*INPUT:*
★ ★ ★ ★ ★
PR #3131, opened 2023-03-23
SRAM Intrinsic

sequencer:
### Contributor Checklist

- [ ] Did you review?


ekiwi:
I agree with the need for a new Chisel interface to create memories. However, why do we need an intrinsic for that instead of using the standard `firrtl` memories with their well-defined behavior in the backend?

sequencer:
> I agree with the need for a new Chisel interface to create memories. However, why do we need an intrinsic for that instead of using the standard firrtl memories with their well-defined behavior in the backend?

Sorry for the late reply, I was in the hospital these days.

I just read the spec, I think this should be a good idea, but I think there are some issues in spec that we need concern:
- spec should take the additional port into consideration for BIST or DFT designs. CIRCT currently has a dirty way for it, see [AddSeqMemPortAnnotation](https://github.com/llvm/circt/blob/aceaba0442967a9630fd05276ad4dd6bd0aab83b/docs/Dialects/FIRRTL/FIRRTLAnnotations.md?plain=1#L344) and [AddSeqMemPortsFileAnnotation](https://github.com/llvm/circt/blob/aceaba0442967a9630fd05276ad4dd6bd0aab83b/docs/Dialects/FIRRTL/FIRRTLAnnotations.md?plain=1#L369). Those are necessary for real world designs.
- The current firrtl memory model doesn't support memory init, which means it has a bad FPGA support.
- personally, I prefer treat memory as a instance, rather a memory type, since in the PnR, it's a hard marco, which should be treat as an instance.

I think this issue should follow #3162, in the future, we should add more metadata to firrtl spec, and switch to it. and then deprecate and remove the memory behavior model get rid of firrtl mem.

sequencer:
I thought about today, here is my solution to this:
- I still think we should use `IntrinsicModule` to instantiate a SRAM, rather than maintaining a `Mem/SyncMem` type in chisel, since unlike register, memory is always a hard macro and has corresponding IOs, it should be a Module/Instance, I think we should waive this 10y~ old design fault.
- For `firrtl.mem`, I think it should still be supported in firrtl spec and firtool: IMO, the correct behavior is: if not replacing macro, CIRCT should use the `firrtl.mem` to replace the intrinsic, and lower in the current way, I think this can solve your problem. In the `repl-seq-mem` flow(Or I prefer `repl-mem`) flow, this Module will be replace by the correct memory macros(even XPM for Xilinx FPGA).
★ ★ ★ ★ ★
*WORK INSTRUCTIONS:* Copy out the lines beginning at the one that contains "I thought about". Stop at the final line of the data, and include it.

*OUTPUT FOR THIS TASK:*
I thought about today, here is my solution to this:
- I still think we should use `IntrinsicModule` to instantiate a SRAM, rather than maintaining a `Mem/SyncMem` type in chisel, since unlike register, memory is always a hard macro and has corresponding IOs, it should be a Module/Instance, I think we should waive this 10y~ old design fault.
- For `firrtl.mem`, I think it should still be supported in firrtl spec and firtool: IMO, the correct behavior is: if not replacing macro, CIRCT should use the `firrtl.mem` to replace the intrinsic, and lower in the current way, I think this can solve your problem. In the `repl-seq-mem` flow(Or I prefer `repl-mem`) flow, this Module will be replace by the correct memory macros(even XPM for Xilinx FPGA).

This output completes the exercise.